At four years, local control, or the absence of cancer spread beyond the original tumor site, was observed in 100 percent of patients and disease-free survival in 88 percent.
Of the 24 patients treated, five had no residual cancer. Of the 19 patients with residual disease, 12 displayed severe disease. Downstaging of the tumor was observed in 12 out of 22 observable tumors.
“We had shown in previous mouse studies that normalizing blood vessels would decrease tumor activity, but the question with mouse studies is whether it will work in humans,” Jain said. “This is the first study to confirm the idea of the effect of normalization in patients.”
Preliminary results of a Phase I study of AME-133v, an Fc-engineered humanized monoclonal antibody, in low-affinity Fc?RIIIa patients with previously-treated follicular lymphoma: LB-70
A second generation, highly targeted monoclonal antibody appears to provide benefit for some patients with follicular lymphoma for whom other treatments have failed, according to results of a phase I clinical trial.
In the 16 patients evaluated so far, four have achieved either a partial or complete response with use of the novel agent AME-133v, said the study's lead investigator, Andres Forero, M.D., associate scientist at the University of Alabama, Birmingham, Comprehensive Cancer Center.

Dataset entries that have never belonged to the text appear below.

PR #14399, opened 2024-09-03
NAS-130907 / 25.04 / Removed REST from test_150_cronjob

aiden3c:
Also updated the file name to remove the numbering

### DIFF
--- a/tests/api2/test_cronjob.py
+++ b/tests/api2/test_cronjob.py
@@ -1,17 +1,16 @@
-import pytest
 from time import sleep
+
+import pytest
 
 from middlewared.test.integration.utils import call, ssh
 
 TESTFILE = '/tmp/.testFileCreatedViaCronjob'
 
 
-@pytest.fixture(scope='module')
-def cronjob_dict():
-    return {}
+def test_create_check_update_verify_cron_job():
+    cronjob_dict = {}
 
-
-def creating_new_cron_job_which_will_run_every_minute(cronjob_dict):
+    # create job
     results = call("cronjob.create", {
         'user': 'root',
         'command': f'touch "{TESTFILE}"',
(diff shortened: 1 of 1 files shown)


tests/api2/test_cronjob.py
```diff
@@ -0,0 +1,52 @@
+import pytest
+from time import sleep
+
+from middlewared.test.integration.utils import call, ssh
+
+TESTFILE = '/tmp/.testFileCreatedViaCronjob'
```
yocalebo, line 6: TESTFILE is unused it seems.

tests/api2/test_cronjob.py
```diff
@@ -0,0 +1,52 @@
...
+def creating_new_cron_job_which_will_run_every_minute(cronjob_dict):
+    results = call("cronjob.create", {
+        'user': 'root',
+        'command': f'touch "{TESTFILE}"',
+        'schedule': {'minute': '*/1'}
+    })
+    cronjob_dict.update(results)
+
+
+def checking_to_see_if_cronjob_was_created_and_enabled(cronjob_dict):
```
yocalebo, line 23: None of these functions will run because they aren't named properly (i.e. pytest dictates test functions need to be named `test_*`)

tests/api2/test_cronjob.py
```diff
@@ -0,0 +1,52 @@
...
+def wait_a_minute():
+    sleep(65)
+
+
+def updating_cronjob_status_to_disabled_updating_command(cronjob_dict):
+    id = cronjob_dict['id']
+    call('cronjob.update', id, {'enabled': False})
+
+
+def checking_that_API_reports_the_cronjob_as_updated(cronjob_dict):
```
yocalebo, line 38: Be sure and name the functions all lower-case.

tests/api2/test_cronjob.py
```diff
@@ -0,0 +1,52 @@
+import pytest
```
yocalebo, line 1: Imports are wrong.

Should be
```
from time import sleep

import pytest

from middlewared.test.integration.utils import call, ssh
```

tests/api2/test_cronjob.py
yocalebo: nope, i'm wrong.

yocalebo (changes requested):
Looking at what this test module does, we can combine all these steps into 2 functions:
1. create cronjob and wait for it to run, verify it etc
2. delete cronjob and cleanup TESTFILE

aiden3c:
> Looking at what this test module does, we can combine all these steps into 2 functions:

I think that I might just make it one so it can use the same `cronjob_dict` object, but I'll make sure to annotate with comments

yocalebo (approved):

PR #14400, opened 2024-09-03
NAS-130898 / 25.04 / Remove REST from test_auth_token.py

creatorcary:


tests/api2/test_auth_token.py
```diff
@@ -1,14 +1,8 @@
 import io
 import json
-
```
yocalebo, line 3: Keep the space here between imports.

yocalebo (approved):

PR #427, opened 2018-03-03
Add CssHash for extract-css-chunks-webpack-plugin support

Daniellt1:
By the way, would it be sensible to replace `extract-text-webpack-plugin` with `extract-css-chunks-webpack-plugin` in default css loader? In my opinion, `extract-css-chunks-webpack-plugin` seems much better option which could be available in `react-static` out of the box.

### DIFF
--- a/src/static.js
+++ b/src/static.js
@@ -186,6 +186,7 @@ export const exportRoutes = async ({ config, clientStats, cliArguments }) => {
       let head = {}
       let clientScripts = []
       let clientStyleSheets = []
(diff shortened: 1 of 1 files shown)


Daniellt1:
Because decision have been made to try to replace `extract-text-webpack-plugin` with `extract-css-chunks-webpack-plugin` - this PR can be close. `CssHash` going to be added as a part of another PR which going to contain mentioned plugin replacement.

PR #441, opened 2018-03-06
(docs) - fix docs.  (feat) - add key === pathname.

rileylnapier:
documentation for adding custom Route render was wrong.

also, i added the key === pathname for the default component.  

different routes of the same path component need to be re-rendered.  without the key, the router doesn't know to re-render.

### DIFF
--- a/docs/api.md
+++ b/docs/api.md
@@ -577,11 +577,15 @@ import { Router } from 'react-static'
 import Routes from 'react-static-routes'
 
 // This is the default renderer for `<Routes>`
-const RenderRoutes = ({ getTemplateForPath }) => (
+const RenderRoutes = ({ getComponentForPath }) => (
   // The default renderer uses a catch all route to recieve the pathname
   <Route path='*' render={props => {
     // The pathname is used to retrieve the component for that path
-    let Comp = getComponentForPath(props.location.pathname)
+    let Comp = getComponentForPath(
+      props.location.pathname === '/'
+        ? '/'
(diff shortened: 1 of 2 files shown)


docs/api.md
```diff
@@ -577,11 +577,15 @@ import { Router } from 'react-static'
...
 
 // This is the default renderer for `<Routes>`
-const RenderRoutes = ({ getTemplateForPath }) => (
+const RenderRoutes = ({ getComponentForPath }) => (
   // The default renderer uses a catch all route to recieve the pathname
   <Route path='*' render={props => {
     // The pathname is used to retrieve the component for that path
-    let Comp = getComponentForPath(props.location.pathname)
+    let Comp = getComponentForPath(
+      props.location.pathname === '/'
```
rileylnapier: i think in your codebase you have something called "cleanPath"??

src/static/generateRoutes.js
```diff
@@ -97,7 +97,7 @@ export default class Routes extends Component {
           is404 = true
           Comp = getComponentForPath('404')
         }
-        return Comp ? <Comp {...props} {...(is404 ? {is404: true} : {})} /> : null
+        return Comp ? <Comp key={props.location.pathname} {...props} {...(is404 ? {is404: true} : {})} /> : null
```
rileylnapier: adding this prevents me from having to add a custom render to Routes.  would love to use vanilla `<Routes />`

tannerlinsley:
The implementation of this has changed.

PR #446, opened 2018-03-08
Add options to use extractCssChunks and inlineCss

Daniellt1:
Two config options were added:

1. `extractCssChunks` - replaces default `ExtractTextPlugin` with `ExtractCssChunks`. It enables automatic CSS splitting into separate files by routes as well as dynamic components (usign `react-universal-component`). More information about the [plugin](https://github.com/faceyspacey/extract-css-chunks-webpack-plugin) and [why it is useful as a part of CSS delivery optimisation](https://github.com/faceyspacey/extract-css-chunks-webpack-plugin#what-about-glamorous-styled-components-styled-jsx-aphrodite-etc). Defaults to `false`.
2. `inlineCss`. By using extractCssChunks option and putting code splitting at appropriate places, your page related CSS file can be minimal. This option allows you to inline your page related CSS in order to speed up your application by reducing the number of requests required for a first paint. Default to false.

Worth to mention in the changelog: if project has custom CSS loader with `ExtractTextPlugin`, `extractCssChunks` will cause an error during the build. That could be solved by replacing the plugin manually in custom loader.

### DIFF
--- a/src/static/index.js
+++ b/src/static/index.js
@@ -224,6 +224,8 @@ export const exportRoutes = async ({ config, clientStats }) => {
       let head = {}
       let clientScripts = []
       let clientStyleSheets = []
+      let clientCss = {}
+      let ClientCssHash
 
       let FinalComp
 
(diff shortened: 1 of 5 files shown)


tannerlinsley:
Awesome!

src/static/index.js
```diff
@@ -331,6 +336,15 @@ export const exportRoutes = async ({ config, clientStats }) => {
             {head.link}
             {head.noscript}
             {head.script}
+            {config.inlineCss &&
+              <style
+                key="clientCss"
```
denis-sokolov: This `key` here is not necessary, btw.

denis-sokolov:
When possible, I would like to suggest we minimize the options and keep the main flow the best for all our users. Our description says “It's been carefully designed to meet the highest standards of [..] developer experience”, but this comes close to “Install and then spend 3 hours tuning the options”, which is far from the highest standards.

Besides, every option adds a combinatoric risk of having code flows that we don’t at all use, and we might break then and not notice.

In this case, why would we not enable these options by default? @tannerlinsley

PR #453, opened 2018-03-09
Adding new example on-the-fly-routing

Jonarod:
A new example to show how to create routes directly from the client's UI, without them being listed in static routes.


tannerlinsley:
Looks good. Just needs to pass linting.

PR #460, opened 2018-03-11
Prevent scroll from being stuck

### LINKED ISSUE #449: Hash scrolling rubber-bands when content changes
Scenario:

1. Bet a URL `/example#foo`, scrolled down to the end of the page.
2. Click on a link `#bar`.
3. `onhashchange` a piece of custom code removes `<div id="foo">`, adds a `<div id="bar">` in its place.
4. Screen shows the new div, and the page instantly scrolls to the top of `<div id="bar">`.
5. With no delay start scrolling down.

Expected:

6. Page scrolls down.

Actual:

6. Page scrolls down a small amount and is immediately scrolled to the top of `<div id="bar">`. This repeats for a better part of a second, after which the scroll is released to act naturally.

_I’m sorry to bring the hash scrolling again, you must hate it by now._

denis-sokolov:
Whatever the reason behind the scroll getting to the location too early,
if we do not abort, we will continue doing no-op `window.scroll` operations
for the rest of duration. This means that the user in the meantime can not scroll.

Fixes #449.

### DIFF
--- a/src/utils/scrollTo.js
+++ b/src/utils/scrollTo.js
@@ -49,6 +49,13 @@ export default function scrollTo (element, options) {
         resolve()
         return
       }
+
+      // Sanity check to prevent taking over the scroll once we prematurely got to the element
+      if (start === end) {
+        resolve()
+        return
+      }
+
       raf(step)
     }
     raf(step)


tannerlinsley:
Is it possible to overshoot the exact === ?

denis-sokolov:
I considered to put a comparison with the epsilon:

```js
if (Math.abs(start - end) < 3) {
  scrollTo(end);
  resolve();
  return;
}
```

This would disable very small scrolls in favor of instant bumps. This might be what you want, but for now the PR is as minimally intrusive as possible so that we have the option of merging this immediately.

@tannerlinsley

tannerlinsley:
Sounds good. Make it pass tests and I'll merge

PR #461, opened 2018-03-11
Better logging for getRouteInfo(). No prefetch for undefined routes. Fixes #459

### LINKED ISSUE #459: getRouteInfo() - "Could not load routeInfo for path: undefined"
Two thoughts on `getRouteInfo()`:

The first is that it probably shouldn't trigger an error when the query string of a route changes, as RS doesn't handle routes with query strings. For reference, I'm changing the query string with `history.replace({search})`. 

The second thought is that this function should save the original `path` parameter for this error, rather than logging the cleaned path. Purely for easier debugging.

I'm happy to submit a PR.

mikestopcontinues:
First commit allows for better logging when getRouteInfo can't find routeInfo.

Second commit disables prefetch when path is undefined (e.g., when updating only the query string).

### DIFF
--- a/package-lock.json
+++ b/package-lock.json
@@ -1,6 +1,6 @@
 {
   "name": "react-static",
-  "version": "5.1.14",
+  "version": "5.5.13",
   "lockfileVersion": 1,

“These first results suggest that AME-133v provides a mechanism of action that may be more potent and ultimately more effective than the treatments we have on hand for a subset of patients with this cancer,” Forero said. “Given these encouraging results, patients are currently being enrolled in a phase II study.”
The majority of patients in this study either did not initially respond or relapsed after use of rituximab, the first monoclonal antibody therapy approved for use in lymphoma treatment.
AME-133v is a second-generation therapy that is believed to be a more specific treatment for follicular lymphoma in general, compared to rituximab, but is also thought to offer particular benefits for those patients who have a variant in the immune cells needed to attack the cancer, Forero says.
“Monoclonal antibodies were the first successful targeted therapy for cancer, and we have now moved on to a whole new class of second generation antibodies for the treatment of many different lymphomas,” Forero said. “This is an exciting time.”
Follicular lymphoma is a particularly difficult to treat subtype of non-Hodgkin lymphoma, which is a cancer that arises from white blood immune cells known as lymphocytes. Rituximab binds to CD20, a cell surface antigen expressed on almost all B-cell lymphomas as well as on normal B cells, and works to kill the cancer cell via a mechanism that is not yet understood.